(Data under study):
[Start of Attachment]

Issue #566, opened 2018-02-12
KafkaMLC - make addOffsets() thread-safe


garyrussell:
https://stackoverflow.com/questions/47652651/spring-kafka-is-acknowledgement-acknowledge-thread-safe/47663459#comment84501434_47663459

lhsm:
Hi, seems still not thread safe. Please, take a look into KafkaMessageListenerContainer.ListenerConsumer#buildCommits. While iterating offsets new offset may be added
The same in KafkaMessageListenerContainer.ListenerConsumer#commitPendingAcks

garyrussell:
Good catch; thanks.

PR #619, opened 2018-03-22
GH-566: Ack Concurrency Issue

garyrussell:
Fixes https://github.com/spring-projects/spring-kafka/issues/566

If `Acknowledgment.acknowledge()` is called on a foreign thread, there is a concurrency
problem with the `offsets` field; the consumer thread might `clear()` unprocessed acks.

Furthermore, `AckMode.MANUAL_IMMEDIATE` cannot use the `Consumer` object if the ack
is called on a foreign thread - the `Consumer` is not thread-safe.

- Revert `offsets` to simple `HashMap`s
- Only reference `offsets` on the consumer thread
- enqueue foreign acks into the `acks` queue (even "immediate" acks)

**Cherry pick to 2.0.x (and 1.3.x, fixing the lambda in the test and the diamond operators).**


artembilan:
... and cherry-picked to `2.0.x`.
Back-ported to `1.3.x` as: https://github.com/spring-projects/spring-kafka/commit/5e877a8003ef7fc39ff3e1390def1e669ae32273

[End of Attachment]

(Work item):
Quote the data in full, keeping each word unchanged.

(Response to this exercise):
Issue #566, opened 2018-02-12
KafkaMLC - make addOffsets() thread-safe


garyrussell:
https://stackoverflow.com/questions/47652651/spring-kafka-is-acknowledgement-acknowledge-thread-safe/47663459#comment84501434_47663459

lhsm:
Hi, seems still not thread safe. Please, take a look into KafkaMessageListenerContainer.ListenerConsumer#buildCommits. While iterating offsets new offset may be added
The same in KafkaMessageListenerContainer.ListenerConsumer#commitPendingAcks

garyrussell:
Good catch; thanks.

PR #619, opened 2018-03-22
GH-566: Ack Concurrency Issue

garyrussell:
Fixes https://github.com/spring-projects/spring-kafka/issues/566

If `Acknowledgment.acknowledge()` is called on a foreign thread, there is a concurrency
problem with the `offsets` field; the consumer thread might `clear()` unprocessed acks.

Furthermore, `AckMode.MANUAL_IMMEDIATE` cannot use the `Consumer` object if the ack
is called on a foreign thread - the `Consumer` is not thread-safe.

- Revert `offsets` to simple `HashMap`s
- Only reference `offsets` on the consumer thread
- enqueue foreign acks into the `acks` queue (even "immediate" acks)

**Cherry pick to 2.0.x (and 1.3.x, fixing the lambda in the test and the diamond operators).**


artembilan:
... and cherry-picked to `2.0.x`.
Back-ported to `1.3.x` as: https://github.com/spring-projects/spring-kafka/commit/5e877a8003ef7fc39ff3e1390def1e669ae32273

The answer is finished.